• WHAT YOU ARE ASKED TO DO: Only a number is wanted: how many lines of the entries include the string "mutex"?

• INFORMATION GIVEN:

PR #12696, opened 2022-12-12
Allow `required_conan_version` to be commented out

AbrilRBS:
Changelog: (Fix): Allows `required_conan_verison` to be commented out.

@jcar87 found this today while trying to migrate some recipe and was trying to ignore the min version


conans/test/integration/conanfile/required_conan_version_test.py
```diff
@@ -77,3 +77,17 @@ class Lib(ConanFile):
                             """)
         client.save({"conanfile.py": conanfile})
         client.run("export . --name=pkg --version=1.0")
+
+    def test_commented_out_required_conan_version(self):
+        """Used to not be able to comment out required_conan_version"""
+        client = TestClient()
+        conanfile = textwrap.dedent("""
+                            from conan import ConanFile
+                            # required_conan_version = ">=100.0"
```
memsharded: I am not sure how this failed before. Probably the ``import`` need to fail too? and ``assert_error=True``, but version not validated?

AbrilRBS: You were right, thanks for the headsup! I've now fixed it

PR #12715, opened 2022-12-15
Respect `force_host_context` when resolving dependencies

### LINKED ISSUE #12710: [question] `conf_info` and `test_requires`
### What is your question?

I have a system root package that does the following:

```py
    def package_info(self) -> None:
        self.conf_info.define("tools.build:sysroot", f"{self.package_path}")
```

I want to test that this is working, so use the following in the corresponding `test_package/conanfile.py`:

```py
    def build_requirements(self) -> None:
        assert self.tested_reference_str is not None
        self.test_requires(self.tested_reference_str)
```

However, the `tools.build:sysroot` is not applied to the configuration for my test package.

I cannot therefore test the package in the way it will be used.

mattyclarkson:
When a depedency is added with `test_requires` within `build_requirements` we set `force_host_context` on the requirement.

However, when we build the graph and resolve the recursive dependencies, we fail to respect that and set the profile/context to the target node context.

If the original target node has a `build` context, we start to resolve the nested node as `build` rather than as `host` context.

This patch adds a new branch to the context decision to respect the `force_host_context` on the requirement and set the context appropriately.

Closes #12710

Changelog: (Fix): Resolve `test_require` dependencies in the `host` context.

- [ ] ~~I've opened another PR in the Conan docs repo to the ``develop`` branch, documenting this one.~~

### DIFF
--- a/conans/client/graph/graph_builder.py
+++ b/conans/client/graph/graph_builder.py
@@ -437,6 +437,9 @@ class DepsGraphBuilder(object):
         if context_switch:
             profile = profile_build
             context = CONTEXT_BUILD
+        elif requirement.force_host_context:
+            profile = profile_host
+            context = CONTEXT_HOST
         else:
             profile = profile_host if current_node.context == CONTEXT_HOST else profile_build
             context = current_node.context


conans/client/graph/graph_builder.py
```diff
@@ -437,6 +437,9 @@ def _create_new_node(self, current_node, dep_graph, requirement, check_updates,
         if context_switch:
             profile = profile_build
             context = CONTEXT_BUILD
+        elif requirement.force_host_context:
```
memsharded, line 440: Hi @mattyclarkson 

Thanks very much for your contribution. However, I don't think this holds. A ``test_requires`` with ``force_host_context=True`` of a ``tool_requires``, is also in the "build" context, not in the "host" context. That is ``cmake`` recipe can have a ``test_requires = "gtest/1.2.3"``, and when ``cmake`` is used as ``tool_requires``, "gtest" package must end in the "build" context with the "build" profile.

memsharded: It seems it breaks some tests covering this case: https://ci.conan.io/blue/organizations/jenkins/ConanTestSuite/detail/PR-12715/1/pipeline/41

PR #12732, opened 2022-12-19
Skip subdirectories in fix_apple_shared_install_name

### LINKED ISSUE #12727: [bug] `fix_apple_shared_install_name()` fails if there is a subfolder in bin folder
---
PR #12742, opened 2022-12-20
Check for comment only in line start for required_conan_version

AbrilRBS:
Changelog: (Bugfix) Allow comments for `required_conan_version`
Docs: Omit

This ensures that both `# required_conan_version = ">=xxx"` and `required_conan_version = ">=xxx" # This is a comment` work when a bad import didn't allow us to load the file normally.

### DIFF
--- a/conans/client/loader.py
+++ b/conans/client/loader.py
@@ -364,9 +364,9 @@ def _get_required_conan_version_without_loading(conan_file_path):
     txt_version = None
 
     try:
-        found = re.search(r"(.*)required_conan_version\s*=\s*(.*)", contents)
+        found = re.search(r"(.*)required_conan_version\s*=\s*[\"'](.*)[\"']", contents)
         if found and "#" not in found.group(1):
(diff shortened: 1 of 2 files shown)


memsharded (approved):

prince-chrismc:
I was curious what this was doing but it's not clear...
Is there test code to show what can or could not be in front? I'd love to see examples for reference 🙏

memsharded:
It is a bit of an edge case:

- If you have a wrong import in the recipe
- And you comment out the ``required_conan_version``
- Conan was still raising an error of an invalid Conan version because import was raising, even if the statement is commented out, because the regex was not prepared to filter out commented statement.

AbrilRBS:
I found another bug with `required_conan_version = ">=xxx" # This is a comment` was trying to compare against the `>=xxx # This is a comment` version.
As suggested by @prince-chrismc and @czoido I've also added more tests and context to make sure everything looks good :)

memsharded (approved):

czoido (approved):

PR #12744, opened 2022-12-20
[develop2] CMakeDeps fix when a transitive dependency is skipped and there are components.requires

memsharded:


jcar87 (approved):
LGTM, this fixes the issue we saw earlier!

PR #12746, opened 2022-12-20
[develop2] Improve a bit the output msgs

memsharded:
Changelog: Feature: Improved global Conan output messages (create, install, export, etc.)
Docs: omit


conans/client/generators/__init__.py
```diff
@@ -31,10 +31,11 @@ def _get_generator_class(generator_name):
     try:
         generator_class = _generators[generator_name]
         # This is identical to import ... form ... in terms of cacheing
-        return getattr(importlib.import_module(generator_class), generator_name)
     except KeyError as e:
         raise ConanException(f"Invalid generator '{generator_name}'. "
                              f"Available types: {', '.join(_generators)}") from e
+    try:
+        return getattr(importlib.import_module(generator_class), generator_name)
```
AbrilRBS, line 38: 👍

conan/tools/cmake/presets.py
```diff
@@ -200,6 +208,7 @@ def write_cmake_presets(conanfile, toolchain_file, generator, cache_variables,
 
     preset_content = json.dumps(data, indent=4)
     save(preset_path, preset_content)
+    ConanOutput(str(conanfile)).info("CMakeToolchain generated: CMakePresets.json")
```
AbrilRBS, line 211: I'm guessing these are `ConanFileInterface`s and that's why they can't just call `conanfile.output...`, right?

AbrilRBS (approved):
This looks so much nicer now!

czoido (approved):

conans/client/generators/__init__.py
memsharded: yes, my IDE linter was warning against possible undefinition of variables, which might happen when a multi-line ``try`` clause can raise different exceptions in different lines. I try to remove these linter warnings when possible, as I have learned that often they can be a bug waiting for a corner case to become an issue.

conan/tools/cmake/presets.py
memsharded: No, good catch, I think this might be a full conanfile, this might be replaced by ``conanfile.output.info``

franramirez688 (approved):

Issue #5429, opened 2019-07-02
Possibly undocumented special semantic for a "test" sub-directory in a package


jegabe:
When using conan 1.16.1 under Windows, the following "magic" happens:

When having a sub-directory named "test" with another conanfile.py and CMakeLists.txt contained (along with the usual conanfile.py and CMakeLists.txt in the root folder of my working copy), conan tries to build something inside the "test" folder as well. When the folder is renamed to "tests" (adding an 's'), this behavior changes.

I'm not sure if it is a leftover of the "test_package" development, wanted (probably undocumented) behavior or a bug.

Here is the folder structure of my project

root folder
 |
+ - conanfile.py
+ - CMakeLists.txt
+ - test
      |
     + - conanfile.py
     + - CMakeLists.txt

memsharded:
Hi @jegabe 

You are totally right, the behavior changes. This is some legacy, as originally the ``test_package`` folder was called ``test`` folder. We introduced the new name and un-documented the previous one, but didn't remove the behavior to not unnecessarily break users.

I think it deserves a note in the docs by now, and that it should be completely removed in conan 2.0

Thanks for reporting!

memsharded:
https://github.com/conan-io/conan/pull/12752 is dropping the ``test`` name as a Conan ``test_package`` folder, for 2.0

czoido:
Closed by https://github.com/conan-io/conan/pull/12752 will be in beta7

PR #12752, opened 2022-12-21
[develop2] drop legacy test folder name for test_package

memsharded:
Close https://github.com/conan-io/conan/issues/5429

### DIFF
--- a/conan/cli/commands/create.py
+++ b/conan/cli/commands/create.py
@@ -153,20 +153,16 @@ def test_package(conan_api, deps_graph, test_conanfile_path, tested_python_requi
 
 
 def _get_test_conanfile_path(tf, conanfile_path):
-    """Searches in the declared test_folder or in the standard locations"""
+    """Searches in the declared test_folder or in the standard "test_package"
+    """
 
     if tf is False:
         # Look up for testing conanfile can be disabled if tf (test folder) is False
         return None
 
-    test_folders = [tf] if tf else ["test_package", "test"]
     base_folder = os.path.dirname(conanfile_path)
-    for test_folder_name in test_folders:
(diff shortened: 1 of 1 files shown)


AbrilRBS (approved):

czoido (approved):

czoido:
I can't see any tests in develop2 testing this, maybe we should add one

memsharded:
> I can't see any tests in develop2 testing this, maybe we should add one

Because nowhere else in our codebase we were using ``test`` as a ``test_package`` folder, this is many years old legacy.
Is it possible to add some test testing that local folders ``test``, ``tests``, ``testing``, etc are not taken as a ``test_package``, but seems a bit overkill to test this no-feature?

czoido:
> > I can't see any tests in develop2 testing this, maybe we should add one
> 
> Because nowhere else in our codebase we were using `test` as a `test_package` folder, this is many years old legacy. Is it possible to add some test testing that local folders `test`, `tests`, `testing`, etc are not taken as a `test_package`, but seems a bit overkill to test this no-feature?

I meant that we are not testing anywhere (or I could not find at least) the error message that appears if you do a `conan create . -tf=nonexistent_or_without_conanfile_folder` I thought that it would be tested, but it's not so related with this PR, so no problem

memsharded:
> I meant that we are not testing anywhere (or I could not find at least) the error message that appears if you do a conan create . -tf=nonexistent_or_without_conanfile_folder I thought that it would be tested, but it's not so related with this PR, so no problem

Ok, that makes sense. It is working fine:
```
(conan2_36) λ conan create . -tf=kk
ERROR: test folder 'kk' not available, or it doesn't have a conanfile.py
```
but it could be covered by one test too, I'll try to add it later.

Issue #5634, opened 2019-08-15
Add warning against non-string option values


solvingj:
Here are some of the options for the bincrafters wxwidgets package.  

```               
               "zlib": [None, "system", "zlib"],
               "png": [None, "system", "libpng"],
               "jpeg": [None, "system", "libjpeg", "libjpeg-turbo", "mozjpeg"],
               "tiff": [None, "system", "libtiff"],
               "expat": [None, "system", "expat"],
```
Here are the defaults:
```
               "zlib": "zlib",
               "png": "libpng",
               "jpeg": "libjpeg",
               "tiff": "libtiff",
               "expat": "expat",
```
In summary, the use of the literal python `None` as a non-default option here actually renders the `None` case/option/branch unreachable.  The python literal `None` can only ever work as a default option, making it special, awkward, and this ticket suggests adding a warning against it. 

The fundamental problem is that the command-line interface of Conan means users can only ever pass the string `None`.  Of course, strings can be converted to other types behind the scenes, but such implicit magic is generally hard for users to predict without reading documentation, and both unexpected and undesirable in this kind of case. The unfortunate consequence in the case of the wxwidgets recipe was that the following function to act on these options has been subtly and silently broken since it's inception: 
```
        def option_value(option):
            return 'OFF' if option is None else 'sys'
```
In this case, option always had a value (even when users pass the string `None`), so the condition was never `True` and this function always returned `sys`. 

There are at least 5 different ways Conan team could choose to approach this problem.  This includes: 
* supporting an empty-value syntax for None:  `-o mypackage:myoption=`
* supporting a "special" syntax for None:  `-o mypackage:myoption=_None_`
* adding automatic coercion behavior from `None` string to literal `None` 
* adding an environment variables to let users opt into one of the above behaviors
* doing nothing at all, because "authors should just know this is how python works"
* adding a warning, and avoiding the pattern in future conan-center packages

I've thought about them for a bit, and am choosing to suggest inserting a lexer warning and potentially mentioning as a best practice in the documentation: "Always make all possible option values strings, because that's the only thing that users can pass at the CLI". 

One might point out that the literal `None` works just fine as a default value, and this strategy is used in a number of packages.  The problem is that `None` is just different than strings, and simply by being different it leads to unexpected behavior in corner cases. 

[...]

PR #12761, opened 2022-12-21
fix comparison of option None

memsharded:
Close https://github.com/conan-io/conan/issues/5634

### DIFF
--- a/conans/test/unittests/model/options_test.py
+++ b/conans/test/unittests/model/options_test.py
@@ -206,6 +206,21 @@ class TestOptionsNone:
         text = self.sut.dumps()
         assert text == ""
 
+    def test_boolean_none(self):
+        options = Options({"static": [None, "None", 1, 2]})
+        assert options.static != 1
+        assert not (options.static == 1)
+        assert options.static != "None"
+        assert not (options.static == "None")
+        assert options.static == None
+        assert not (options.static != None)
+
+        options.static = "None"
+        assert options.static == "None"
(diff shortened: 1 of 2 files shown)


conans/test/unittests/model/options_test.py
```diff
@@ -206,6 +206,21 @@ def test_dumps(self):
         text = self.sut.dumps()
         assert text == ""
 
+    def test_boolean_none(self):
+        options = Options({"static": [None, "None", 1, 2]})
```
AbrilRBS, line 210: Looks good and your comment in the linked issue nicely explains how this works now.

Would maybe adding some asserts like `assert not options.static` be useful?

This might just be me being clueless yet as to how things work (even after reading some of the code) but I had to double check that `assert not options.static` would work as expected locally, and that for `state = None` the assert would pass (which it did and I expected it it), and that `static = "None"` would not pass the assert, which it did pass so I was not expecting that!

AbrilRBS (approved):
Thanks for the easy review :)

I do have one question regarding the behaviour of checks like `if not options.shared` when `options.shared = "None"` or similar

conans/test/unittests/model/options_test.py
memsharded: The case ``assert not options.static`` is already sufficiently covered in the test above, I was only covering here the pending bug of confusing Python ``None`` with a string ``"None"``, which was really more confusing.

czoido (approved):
--
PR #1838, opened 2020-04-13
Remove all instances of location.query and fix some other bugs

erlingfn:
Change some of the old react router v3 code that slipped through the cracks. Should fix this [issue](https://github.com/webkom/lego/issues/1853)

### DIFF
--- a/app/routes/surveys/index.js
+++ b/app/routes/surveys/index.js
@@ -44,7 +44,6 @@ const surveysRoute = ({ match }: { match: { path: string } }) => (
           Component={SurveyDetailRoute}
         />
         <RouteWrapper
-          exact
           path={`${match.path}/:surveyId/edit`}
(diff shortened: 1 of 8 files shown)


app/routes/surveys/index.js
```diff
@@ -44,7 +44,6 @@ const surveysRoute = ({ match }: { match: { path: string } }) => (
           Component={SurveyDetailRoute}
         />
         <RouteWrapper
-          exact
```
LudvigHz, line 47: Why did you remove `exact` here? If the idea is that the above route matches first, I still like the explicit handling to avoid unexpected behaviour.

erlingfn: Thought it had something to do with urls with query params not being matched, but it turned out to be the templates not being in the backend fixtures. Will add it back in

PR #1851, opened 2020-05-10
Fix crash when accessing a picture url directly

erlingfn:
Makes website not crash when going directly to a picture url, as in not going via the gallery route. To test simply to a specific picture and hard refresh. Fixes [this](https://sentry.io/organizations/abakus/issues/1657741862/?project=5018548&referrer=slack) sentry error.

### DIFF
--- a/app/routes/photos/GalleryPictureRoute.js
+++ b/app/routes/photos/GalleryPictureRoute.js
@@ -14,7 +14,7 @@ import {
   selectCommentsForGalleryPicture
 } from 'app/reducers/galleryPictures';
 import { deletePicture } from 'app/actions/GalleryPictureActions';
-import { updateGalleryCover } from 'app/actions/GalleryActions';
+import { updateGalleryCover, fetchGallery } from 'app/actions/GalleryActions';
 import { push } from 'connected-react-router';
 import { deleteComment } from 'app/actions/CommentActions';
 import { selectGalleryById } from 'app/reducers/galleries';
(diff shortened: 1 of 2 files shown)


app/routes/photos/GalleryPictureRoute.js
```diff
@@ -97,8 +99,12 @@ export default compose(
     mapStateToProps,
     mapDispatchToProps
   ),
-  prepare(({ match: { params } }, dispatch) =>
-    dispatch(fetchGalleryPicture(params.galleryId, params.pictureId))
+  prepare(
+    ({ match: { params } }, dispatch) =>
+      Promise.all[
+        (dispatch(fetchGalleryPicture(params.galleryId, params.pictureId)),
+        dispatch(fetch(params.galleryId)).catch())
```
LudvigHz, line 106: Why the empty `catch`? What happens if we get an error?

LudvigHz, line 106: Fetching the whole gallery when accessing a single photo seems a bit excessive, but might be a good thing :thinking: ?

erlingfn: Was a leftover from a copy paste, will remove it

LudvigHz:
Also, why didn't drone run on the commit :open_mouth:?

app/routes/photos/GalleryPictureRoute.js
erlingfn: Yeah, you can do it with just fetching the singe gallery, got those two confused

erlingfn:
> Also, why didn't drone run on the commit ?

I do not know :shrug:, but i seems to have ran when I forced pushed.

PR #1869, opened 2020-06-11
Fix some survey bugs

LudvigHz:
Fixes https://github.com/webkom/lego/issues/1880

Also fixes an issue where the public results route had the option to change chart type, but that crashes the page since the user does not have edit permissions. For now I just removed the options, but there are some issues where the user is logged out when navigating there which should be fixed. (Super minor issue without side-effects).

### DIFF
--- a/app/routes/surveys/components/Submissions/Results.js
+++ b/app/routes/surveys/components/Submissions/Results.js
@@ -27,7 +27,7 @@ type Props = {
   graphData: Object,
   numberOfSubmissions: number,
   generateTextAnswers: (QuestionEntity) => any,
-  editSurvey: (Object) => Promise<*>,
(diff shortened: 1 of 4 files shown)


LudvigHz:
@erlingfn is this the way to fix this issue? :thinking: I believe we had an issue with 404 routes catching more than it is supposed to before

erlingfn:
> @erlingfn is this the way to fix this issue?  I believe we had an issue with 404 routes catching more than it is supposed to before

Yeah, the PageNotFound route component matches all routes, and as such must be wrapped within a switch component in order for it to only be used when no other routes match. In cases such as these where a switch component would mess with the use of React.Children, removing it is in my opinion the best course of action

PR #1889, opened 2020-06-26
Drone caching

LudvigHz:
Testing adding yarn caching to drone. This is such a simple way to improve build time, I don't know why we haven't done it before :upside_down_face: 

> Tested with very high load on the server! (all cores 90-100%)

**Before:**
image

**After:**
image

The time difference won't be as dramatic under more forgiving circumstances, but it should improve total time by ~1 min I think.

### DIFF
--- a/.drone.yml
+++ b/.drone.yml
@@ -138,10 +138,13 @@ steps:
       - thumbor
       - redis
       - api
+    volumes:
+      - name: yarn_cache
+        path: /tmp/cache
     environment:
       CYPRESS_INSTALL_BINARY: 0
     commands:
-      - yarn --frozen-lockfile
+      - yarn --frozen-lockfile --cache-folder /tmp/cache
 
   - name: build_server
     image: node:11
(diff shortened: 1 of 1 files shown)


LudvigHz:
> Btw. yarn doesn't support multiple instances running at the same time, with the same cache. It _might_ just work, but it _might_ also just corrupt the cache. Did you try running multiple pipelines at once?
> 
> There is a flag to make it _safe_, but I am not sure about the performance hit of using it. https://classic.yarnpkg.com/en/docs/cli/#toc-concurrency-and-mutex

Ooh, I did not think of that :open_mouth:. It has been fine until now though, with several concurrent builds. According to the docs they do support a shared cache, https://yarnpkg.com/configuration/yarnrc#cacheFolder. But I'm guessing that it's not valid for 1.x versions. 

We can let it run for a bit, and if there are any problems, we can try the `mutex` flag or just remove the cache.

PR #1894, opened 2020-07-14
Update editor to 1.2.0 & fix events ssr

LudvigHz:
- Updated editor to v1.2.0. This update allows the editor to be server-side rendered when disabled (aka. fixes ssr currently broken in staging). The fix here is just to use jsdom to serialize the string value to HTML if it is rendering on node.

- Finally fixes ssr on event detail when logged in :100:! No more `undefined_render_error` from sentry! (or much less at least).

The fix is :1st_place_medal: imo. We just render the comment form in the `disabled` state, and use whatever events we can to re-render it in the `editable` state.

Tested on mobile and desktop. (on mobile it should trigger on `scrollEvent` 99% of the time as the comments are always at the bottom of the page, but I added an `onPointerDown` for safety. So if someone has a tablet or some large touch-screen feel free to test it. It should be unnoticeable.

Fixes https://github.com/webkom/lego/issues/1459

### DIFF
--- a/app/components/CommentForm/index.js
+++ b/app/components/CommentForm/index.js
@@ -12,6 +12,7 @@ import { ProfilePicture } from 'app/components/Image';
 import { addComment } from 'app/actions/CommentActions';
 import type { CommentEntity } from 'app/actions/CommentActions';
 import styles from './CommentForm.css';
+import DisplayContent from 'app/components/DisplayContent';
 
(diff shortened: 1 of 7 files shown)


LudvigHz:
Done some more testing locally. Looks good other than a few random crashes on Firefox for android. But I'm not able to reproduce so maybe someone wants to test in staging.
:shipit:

• WRITTEN SOLUTION: 2